🤖 AI Summary
Video engagement recognition is severely hindered by substantial subjective label noise. To address this, we propose a vision-language model (VLM)-based label optimization framework. First, VLMs perform semantic consistency verification and refinement of original annotations; concurrently, behavioral cue questionnaires are employed to establish a sample reliability hierarchy. Second, we design a reliability-aware curriculum learning strategy that dynamically introduces high-confidence samples while incorporating low-reliability ones via soft-label distillation. Crucially, our approach requires no additional human annotation, effectively mitigating subjective noise. Evaluated on three major benchmarks—EngageNet, DREAMS, and PAFE—our method achieves up to a 1.21% improvement in F1 score over state-of-the-art methods, demonstrating superior robustness and generalization.
📝 Abstract
Engagement recognition in video datasets, unlike traditional image classification tasks, is particularly challenged by subjective labels and noise limiting model performance.
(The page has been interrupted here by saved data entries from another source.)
PR #85, opened 2018-07-26
Add cleanup code for submodule react-native-aztec

mzorz:
As we go back and forth from testing the[ `AztecRN wrapper`](https://github.com/wordpress-mobile/react-native-aztec) and gutenberg-mobile, it's been tedious to know and make sure things are clean and can be run seamlessly.

Adding a step here to clean RN installed in `/example` and `./` folders of `react-native-aztec` subtree, and updating the subtree commit to latest master in `react-native-aztec`.

**Test steps:**

Run Aztec demo app first so RN gets installed locally there, and then run Gutenberg.
1. ```cd gutenberg-mobile/react-native-aztec/example```
2. ```yarn clean:install```
3. ```yarn start --reset-cache```
4. on another window: ```yarn android``` or ```yarn iOS```

Once you confirm the Aztec demo app works alright, proceed to try running the Gutenberg mobile demo app:

1. ```cd gutenberg-mobile/```
2. ```yarn clean:install```
3. ```yarn start --reset-cache```
4. on another window: ```yarn android``` or ```yarn iOS```

Make sure the GB mobile demo app works alright.

### DIFF
--- a/package.json
+++ b/package.json
@@ -55,7 +55,7 @@
     "prettier": "prettier-eslint --write $npm_package_config_jsfiles $npm_package_config_scssfiles",
     "clean": "yarn clean:node; yarn clean:aztec; yarn clean:runtime;",
     "clean:runtime": "yarn cache clean; yarn test --clearCache; watchman watch-del-all; rm -rf $TMPDIR/react-*; rm -rf $TMPDIR/metro-cache-*; rm -rf $TMPDIR/jest_*",
-    "clean:aztec": "pushd react-native-aztec && (yarn clean; pushd example && yarn clean; popd; popd;)",
+    "clean:aztec": "pushd react-native-aztec && (yarn clean; pushd example && (yarn clean; popd); popd)",
     "clean:node": "rm -rf node_modules",
     "clean:install": "yarn clean; yarn",
     "lint": "eslint $npm_package_config_jsfiles",
--- a/package.json
+++ b/package.json
@@ -53,9 +53,10 @@
     "test:debug": "yarn pre-build && cross-env NODE_ENV=test node --inspect-brk node_modules/jest/bin/jest.js --runInBand --verbose --config jest.config.js",
     "flow": "flow",
     "prettier": "prettier-eslint --write $npm_package_config_jsfiles $npm_package_config_scssfiles",
-    "clean": "yarn clean:setup; yarn clean:runtime",
+    "clean": "yarn clean:node; yarn clean:aztec; yarn clean:runtime;",
     "clean:runtime": "yarn cache clean; yarn test --clearCache; watchman watch-del-all; rm -rf $TMPDIR/react-*; rm -rf $TMPDIR/metro-cache-*; rm -rf $TMPDIR/jest_*",
-    "clean:setup": "rm -rf node_modules",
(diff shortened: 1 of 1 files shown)


diegoreymendez:
@mzorz I'm not sure we should be cleaning a dependency manually.  My understanding is that the dependencies we consume take care of that on their own through `npm` / `yarn`.

While I have found scenarios myself in which it seems like there's trouble with the cache, I've recently started to realize that the main reasons behind red screens is badly resolved dependencies (this was the case for the `@babel/runtime` red screen and for the `@wordpress/blocks` red screen).

Is there a specific scenario that's solved by doing this cleanup manually?

Pinging @hypest for an opinion on this.

PS: There are two earlier PRs that update `react-nativez-aztec` to the latest from master, and that update the cleanup scripts.  If we decided to go forward with this modification let's try to merge them in order, to avoid other issues.

mzorz:
> @mzorz I'm not sure we should be cleaning a dependency manually. My understanding is that the dependencies we consume take care of that on their own through npm / yarn.

The problem here is that the example folders in the submodules have their own scripts in `package.json` that we have on purpose there in order to run the example apps. Following instructions to run example apps there makes yarn install RN and dependencies there. So installing RN there and then going up to `gutenberg-mobile` and running `yarn clean:install` makes for duplicates. May I suggest trying the test steps without this PR, there you'll see the errors that this PR fixes.

We've been having to do this manually each time we go back and forth from one project to the other, often not knowing what was clean and what not - I don't see a strong reason not to have this change merged.

> PS: There are two earlier PRs that update react-nativez-aztec to the latest from master, and that update the cleanup scripts. If we decided to go forward with this modification let's try to merge them in order, to avoid other issues.

Ok - we can wait for that 👍

diegoreymendez:
For reference the earlier PRs are #82 and #84.  Hoping we can get those in soon.

hypest:
I consider the `react-native-aztec` example app as a source of noise and possibly errors atm. We shouldn't use the submodule to run the example app at all. Besides, the whole point of the submodule is to stop using its example app and rather, test the Aztec wrapper code directly via the main app.

That said, I don't mind having this extra cleaning step to cater for the cases where someone does use the wrapper example app in the submodule.

package.json
```diff
@@ -53,9 +53,10 @@
     "test:debug": "yarn pre-build && cross-env NODE_ENV=test node --inspect-brk node_modules/jest/bin/jest.js --runInBand --verbose --config jest.config.js",
     "flow": "flow",
     "prettier": "prettier-eslint --write $npm_package_config_jsfiles $npm_package_config_scssfiles",
-    "clean": "yarn clean:setup; yarn clean:runtime",
+    "clean": "yarn clean:node; yarn clean:aztec; yarn clean:runtime;",
     "clean:runtime": "yarn cache clean; yarn test --clearCache; watchman watch-del-all; rm -rf $TMPDIR/react-*; rm -rf $TMPDIR/metro-cache-*; rm -rf $TMPDIR/jest_*",
-    "clean:setup": "rm -rf node_modules",
+    "clean:aztec": "pushd react-native-aztec && (yarn clean; pushd example && yarn clean; popd; popd;)",
```
diegoreymendez: This is mostly fine, but if you want to make it slightly safer, this would be:

`pushd react-native-aztec && (yarn clean; pushd example && (yarn clean; popd); popd)`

To overcome the challenges of subjective and noisy engagement labels, we propose a framework leveraging Vision Large Language Models (VLMs) to refine annotations and guide the training process. Our framework uses a questionnaire to extract behavioral cues and split data into high- and low-reliability subsets. We also introduce a training strategy combining curriculum learning with soft label refinement, gradually incorporating ambiguous samples while adjusting supervision to reflect uncertainty. We demonstrate that classical computer vision models trained on refined high-reliability subsets and enhanced with our curriculum strategy show improvements, highlighting benefits of addressing label subjectivity with VLMs. This method surpasses prior state of the art across engagement benchmarks such as EngageNet (three of six feature settings, maximum improvement of +1.21%), and DREAMS / PAFE with F1 gains of +0.22 / +0.06.